- Film poster
- Directed by: Denis Côté
- Written by: Denis Côté
- Produced by: Sylvain Corbeil Denis Côté Stéphanie Morissette
- Starring: Jean-Paul Colmor
- Cinematography: Ilio Kotorenchev
- Edited by: Maxime-Claude L'Écuyer
- Production companies: Nihilproductions Visit Films
- Distributed by: FunFilm [fr]
- Release dates: February 21, 2009 (RVCQ); May 21, 2009 (Directors' Fortnight);
- Running time: 72 minutes
- Country: Canada
- Language: French
- Budget: C$60,000

= Carcasses (film) =

Carcasses is a 2009 Canadian docufiction film written and directed by Denis Côté.

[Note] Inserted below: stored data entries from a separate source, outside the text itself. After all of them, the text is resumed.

PR #2387, opened 2019-06-17
2025 - Images: Make tabbable

### LINKED ISSUE #2025: Accessibility - Need a Tabbable Profile Image
**Describe the bug**
The profile image on the At A Glance page should be focusable, so to do this we need a tabbable image class in EP

**To Reproduce**
Steps to reproduce the behavior in Landmark
1. In landmark go to https://hcm-tampm01-prd.inforcloudsuite.com/hcm/EmployeeSelfService/form/Employee%287004,700417%29.LRCFullEmployeeProfile?csk.showusingxi=true&csk.JobBoard=INTERNAL&csk.HROrganization=7004&menu=LRCEmployeeMenu.MyProfile 
2. Tab once and visual focus is on the At A Glance menu on the left. Tab again and the visual focus will move to the email address under the Seth Burr profile image. 
3. Visual focus never goes to the profile image.

In EP This translates to:
1. On http://master-enterprise.demo.design.infor.com/components/images/list
2. Make all the images focusable and with a focus state
3. Show alt text in the example (and hope the teams implement)

**Expected behavior**
Visual focus should move to the image after user tabs and display a visual indicator

**See also**
https://jira.lawson.com/browse/LMCLIENT-24216

davidcarlsonberg:
Images were not tabbable. Focus state was off in Firefox and IE.

Closes #2025.

- Pull branch, run app
- Visit the below pages in Chrome, Safari, Firefox, and IE. Tab through and ensure proper focus state materializes.
  - http://localhost:4000/components/images


tmcconechy:
Is it just me? But im not seeing the focus styled as expected on chrome mac. Im seeing the default one as if the rules are not applying.

Screen Shot 2019-06-17 at 1 52 29 PM

On all pages http://localhost:4000/components/images I did restart a bunch of times

davidcarlsonberg:
@tmcconoughy What should be the correct visual focus state?

tmcconechy:
Should be the same as http://localhost:4000/components/input/example-index.html 

Screen Shot 2019-06-17 at 2 34 42 PM

But you were using the mixin. So not sure why. Seems like its not applying the rule

```
  border: solid 1px #368ac0;
  box-shadow: 0 0 4px 3px rgba(54, 138, 192, 0.3);
  outline: none;
  outline-color: transparent;
```

src/components/images/_images.scss
```diff
@@ -56,6 +56,31 @@ $images-size: (
   }
 }
 
+// Override border and focus state for Firefox and IE
+html.is-firefox,
```
tmcconechy: Why do we do this just for IE and Firefox. I think this is why i still dont see it on Mac Chrome.
I'd think these rules should apply on all browsers.

davidcarlsonberg: I interpreted this comment and those that follow to mean we shouldn't have a custom focus state unless it is necessary:
https://github.com/infor-design/enterprise/issues/2025#issuecomment-492286486

tmcconechy:
Hmm ok @EdwardCoyle but now i see on this comment https://github.com/infor-design/enterprise/issues/2025#issuecomment-492290250 he said it was fine. I dont see the point of only fixing this in ff and IE.

So i think lets maybe make it work everywhere but they can opt-in by adding the tabindex if they want it to be focusable. So both situations would be possible

janahintal:
Hi @tmcconechy, decimal is still not working in Windows10 Chrome browser for https://master-enterprise.demo.design.infor.com/components/datagrid/test-save-settings-serverside.html

PR #2388, opened 2019-06-17
1606 - add `phraseStartsWith` filterMode to ListFilter, deprecate `startsWith` filterMode

### LINKED ISSUE #384: SOHO-8084: ListFilter/Autocomplete API Test for `null` filterMode
Related to changes made to https://jira.infor.com/browse/SOHO-8070.

Need a test for ListFilter APIs and Autocomplete components that demonstrate unfiltered lists being returned when the filterMode setting is set to {{null}}.  This is the original problem that was causing the visual test in SOHO-8070 not to work.

**What should be tested**
- Pass a list of items to a ListFilter API instance, configured with {{filterMode: null}}
- When the filtering is completed, the full list should be returned with no items removed

The actual bug was in ListFilter, and was fixed in #125 for version 4.7.0.  We can't add the test in master until it's merged back, so this ticket is mostly a reminder to add the test when the time comes.

### LINKED ISSUE #1606: Dropdown: 'startsWith' filter works by word rather than start of a String
**Describe the bug**
The 'startsWith' filter currently works on words of a String, rather than start of a String (see below for example). Currently, there is no way to filter on start of a String.

Example list:
list

If I enter 'C' I expect 'Correction' to be selected. This works
filtered-list-1

However, if I enter 'A' I expect ''Allocated' to be selected but instead 'Not Allocated' is selected. It seems that the 'startsWith' works on word splits.
filtered-list-2

**To Reproduce**
1. Go to https://design.infor.com/code/ids-enterprise/latest/demo/components/dropdown/test-filter-types.html
2. Enter 'S' into 'StartsWith Filter' dropdown.
3. 'American Samoa' selected by default

**Expected behavior**
Expected 'South Carolina' to be selected by default

**Version**
Found in 4.14.0, exists in 4.15.0

**Platform**
 - Device: PC
 - OS Version: Windows 10
 - Browser Name: Chrome
 - Browser Version:  Version 72.0.3626.81 (Official Build) (64-bit)

**Additional context**
Discussion had with @tmcconechy and thought process was to change existing 'startsWith' behavior to filter based on start of String, and to add a new filter option such as 'startsWithWord' to filter based on the current behavior of 'startsWith'.

EdwardCoyle:
This PR:
- Adds a new filter mode to the ListFilter component called `phraseStartsWith` for matching search terms only at the beginning of entire strings.
- Deprecates the original `startsWith` filter in favor of the `wordStartsWith` filter, which has a more distinguishable name.  When defining the original one as a setting, there is now a deprecation warning.
- Adds plenty of ListFilter tests for the various filter types (including one that was missing for a `null` filterMode).

- Closes #1606
- Closes #384 (adds a missing test)

- Pull this branch, build, run the app, and run the functional test suite.  All the new tests should pass.
- Any example page such as [this one](http://localhost:4000/components/autocomplete/example-index.html) that implements ListFilter with its default settings should filter using `wordStartsWith`, and not display deprecation warnings in the console.

**Included in this PR:**

----
paging @rvaja-infor


src/components/listfilter/listfilter.js
```diff
@@ -1,12 +1,49 @@
...
+  }
+
+  // Partial dual word match
+  if (term.indexOf(' ') > 0 && text.indexOf(term) > 0) {
+    return true;
+  }
+
+  return false;
+}
+
```
tmcconechy: Extra line here (lint build error)

test/components/listfilter/listfilter-api-string.func-spec.js
```diff
@@ -8,6 +8,24 @@ const caseSensitiveData = [
   'CaLiFoRnIa'
 ];
 
+const phraseData = [
```
tmcconechy: Nice test!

Starring Jean-Paul Colmor alongside a non-professional cast, the film centres on a scrapyard owner in Saint-Amable, Quebec. It screened at the Directors’ Fortnight in Cannes and was named to TIFF’s Canada’s Top Ten list for 2009.

== Synopsis ==
Blending documentary and fictionalized elements, the film centres on Jean-Paul Colmor, a 74-year-old scrapyard owner whose property in Saint-Amable, Quebec is filled with thousands of old cars. It first follows Colmor’s daily routine and isolated life, before shifting direction when four teenagers with Down syndrome arrive at the scrapyard.

== Cast ==
The cast consists of non-professional performers, including Jean-Paul Colmor, Étienne Grutman, Célia Léveillée-Marois, Mark Scanlon, Charles-Élie Jacob, Julie Rouvière and Anne Carrier.

== Production ==
The film was produced by nihilproductions. It was written and directed by Denis Côté. Filming took place in Saint-Amable, Quebec, over eight days as part of Côté’s residency at the Montreal art centre PRIM. The film had an approximate budget of C$60,000. It combines documentary and fictional elements around Jean-Paul Colmor and the scrapyard where he lives and works. Most of the film was shot in long takes that observe Colmor’s daily routines before introducing staged elements.

==Release==
Carcasses had its world premiere at the Rendez-vous du cinéma québécois on February 21, 2009. It was later shown at the Directors’ Fortnight in Cannes on May 21, 2009. After Cannes, the film played briefly at cinemas in Montreal and Quebec City, and was released on DVD by FunFilm on January 26, 2010.

== Reception ==
Writing for Variety, Rob Nelson described parts of the film as "enjoyably eccentric", while calling its fictional turn a "sketchy provocation". He also noted the film’s blend of documentary observation and fictional elements.

Adam Nayman of POV Magazine described the film as "an austere portrait of a rugged individualist", and wrote that it changes direction after other figures enter Colmor’s world.

Ho Yi of the Taipei Times wrote that the film begins as a "contemplative documentary", before its scripted dramatic elements unsettle the viewer’s "assumptions and sense of certitude".

== Recognition ==
The film was named to the Toronto International Film Festival's year-end Canada's Top Ten list for 2009.